REVIVING REGIONS: NEW APPROACH TO LEVELLING-UP CAN ENABLE A SUSTAINABLE POST-COVID REBOUND Long-term regional inequalities must end if England is to build back better
Targeted action to boost skills, develop physical and digital infrastructure and attract fresh investment will be vital if all parts of England are to build back better from the economic ravages of coronavirus, says a new report from the CBI.
The CBI’s Reviving Regions paper, sponsored by Lloyds Banking Group, highlights long-standing regional inequalities across England which limit growth and opportunity and inhibit productivity.
It says the disparities in economic performance are large, both across England and within regions, and warns they are at risk of widening further if Government levelling-up ambitions falter in the wake of Covid-19.
The paper calls for a long-term strategic vision which can guide the country through a vital post-Covid recovery and towards long-term prosperity by addressing key challenges in growing skills, enhancing connectivity and attracting investment.
Underpinning all of this is a call to empower local and regional leaders to create a culture where businesses can operate, invest and grow with confidence.
The report’s recommendations include:
- Building vibrant local labour markets: including increasing local capacity to deliver back-to-work programmes alongside a long-term focus on the devolution of adult skills to meet our growing skills and retraining gap.
- Transforming local infrastructure to facilitate new ways of working: including a focus on the future of towns and cities, improving digital connectivity, and a wholesale reform of regional funding to ensure a strategic approach to future investment.
- Inspiring world-class, innovative businesses to invest in the regions: including short term interventions to help businesses grow, locally designed and delivered business support with a focus on access to exporting opportunities, and interventions to close the gap in regional R&D funding.
The CBI believes the actions outlined in Reviving Regions can mitigate the regional impact of the pandemic and ensure no towns or cities are left behind as the nation looks to rebuild.
However, it stresses that a ‘one size fits all’ approach cannot succeed in combating issues which are unevenly spread, and advocates actions being locally and regionally led to ensure they are appropriately targeted.
Matthew Fell, CBI Chief UK Policy Director, said:
“The twin threats of Covid-19 and a potential no-deal Brexit have created a devastating and unprecedented economic challenge. Building back quickly and effectively is essential, but a recovery driven only by limited pockets of productivity is far from a real recovery, and hardly the basis for a brighter future.
“Businesses in every corner of England stand ready and willing to play their part in the economic rebound, but too-often see their efforts hampered by inadequate infrastructure and limited access to skilled workers.

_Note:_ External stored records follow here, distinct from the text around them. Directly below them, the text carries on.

PR #3915, opened 2022-09-02
Update pr vmImage

alexr00:
The old one is being deprecated and we just got hit with the warning brown out.
https://github.com/actions/runner-images/issues/5583


alexr00:
@benibenj FYI in case you see PR builds failing.

bpasero (approved):

PR #3916, opened 2022-09-02
Mark file as viewed with checkmark

benibenj:


src/view/treeNodes/directoryTreeNode.ts
```diff
@@ -4,13 +4,15 @@
  *--------------------------------------------------------------------------------------------*/
 
 import * as vscode from 'vscode';
+import { ViewedState } from '../../common/comment';
```
alexr00, line 7: Unused import

src/view/treeNodes/fileChangeNode.ts
```diff
@@ -14,6 +14,7 @@ import { FolderRepositoryManager, SETTINGS_NAMESPACE } from '../../github/folder
 import { IResolvedPullRequestModel, PullRequestModel } from '../../github/pullRequestModel';
 import { FileChangeModel, GitFileChangeModel, InMemFileChangeModel, RemoteFileChangeModel } from '../fileChangeModel';
 import { DecorationProvider } from '../treeDecorationProvider';
+import { DirectoryTreeNode } from './directoryTreeNode';
```
alexr00, line 17: Now we have a dependency cycle where `FileChangeNode` depends on `DirectoryTreeNode` and vice versa. It looks like this dependency exists for `updateParentCheckbox`. I see that you've already added `updateCheckbox` to `TreeNode`.  Can `updateParentCheckbox` be added to `TreeNode` as well?

src/view/treeNodes/fileChangeNode.ts
```diff
@@ -98,7 +101,7 @@ export class FileChangeNode extends TreeNode implements vscode.TreeItem {
 	}
 
 	constructor(
-		public readonly parent: TreeNodeParent,
+		public parent: TreeNodeParent,
```
alexr00, line 104: I see why you needed to remove the `readonly` to change the `parent` later. To make the code more self-documenting, can we:
- Make `parent` `_parent` and make it private
- Have a `get parent`
- Have a public method for setting the parent. Something like `updateParentDirectory`.

src/view/treeNodes/fileChangeNode.ts
```diff
@@ -161,6 +163,19 @@ export class FileChangeNode extends TreeNode implements vscode.TreeItem {
...
 		this.contextValue = `${Schemes.FileChange}:${GitChangeType[this.changeModel.status]}:${viewed === ViewedState.VIEWED ? 'viewed' : 'unviewed'
 			}`;
+		this.checkboxState = viewed === ViewedState.VIEWED ?
+			vscode.TreeItemCheckboxState.Checked : vscode.TreeItemCheckboxState.Unchecked;
+	}
+
+	updateCheckbox(newState: vscode.TreeItemCheckboxState) {
+		const viewed = newState === vscode.TreeItemCheckboxState.Checked ? ViewedState.VIEWED : ViewedState.UNVIEWED;
+		this.updateViewed(viewed);
+		vscode.commands.executeCommand(
```
alexr00, line 173: Executing our own commands can indicate that we're circumventing some intentional layering and makes debugging and code exploration more difficult (no find references). In this case we can avoid the `executeCommand` by moving part of the commands into `FileChangeNode` as a public methods: 

https://github.com/microsoft/vscode-pull-request-github/blob/4204dd158ad2267548d7cb63db81ff9ddd4fc8fb/src/commands.ts#L908-L912

src/view/fileTypeDecorationProvider.ts
```diff
@@ -156,19 +143,12 @@ export class FileTypeDecorationProvider implements vscode.FileDecorationProvider
...
-		}
-
+	color(status: GitChangeType): vscode.ThemeColor | undefined {
 		let color: string | undefined = vscode.extensions.getExtension('vscode.git') ? this.gitColors(status) : this.remoteReposColors(status);
 		return color ? new vscode.ThemeColor(color) : undefined;
 	}
 
-	letter(status: GitChangeType, viewedState?: ViewedState): string {
-		if (viewedState === ViewedState.VIEWED) {
-			return '✓';
```
alexr00, line 170: Very happy to see this decoration go!

alexr00 (changes requested):

src/view/treeNodes/fileChangeNode.ts
benibenj: I believe this is not possible as we require the parent field due to extending TreeNode.
Because of this, it won't allow us to create accessors (get parent).
We also can't restrict the visibility of parent to private as the super class has it has public.

alexr00 (dismissed):
Approved so we can get this in for selfhosting, but we should still address the file dependency cycle so that we don't accrue further debt.

alexr00 (approved):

“The Government must therefore prioritise long-term investment in the critical structures, training, and innovation needed to support jobs and quality of life around the UK. This long-overdue levelling-up can lay the foundation for a better, greener and fairer economy for all.”
Jo Harris, one of Lloyds Banking Group’s ten Ambassadors for the nations and regions of the UK, said:
“Every part of the UK has a vital role in rebuilding the economy and our communities in the wake of this pandemic.
“The CBI’s Reviving Regions report is an important contribution to the debate about how we boost jobs, drive growth and attract investment to our towns and cities so they can play their full part in supporting the national and regional recovery.
“Lloyds Banking Group is committed to helping every part of the UK build back from the effects of the pandemic and many of the themes highlighted in this report echo what we have heard through The Big Conversation, our own programme which brings together political leaders, businesses and policy experts to explore the best road to recovery across the UK.”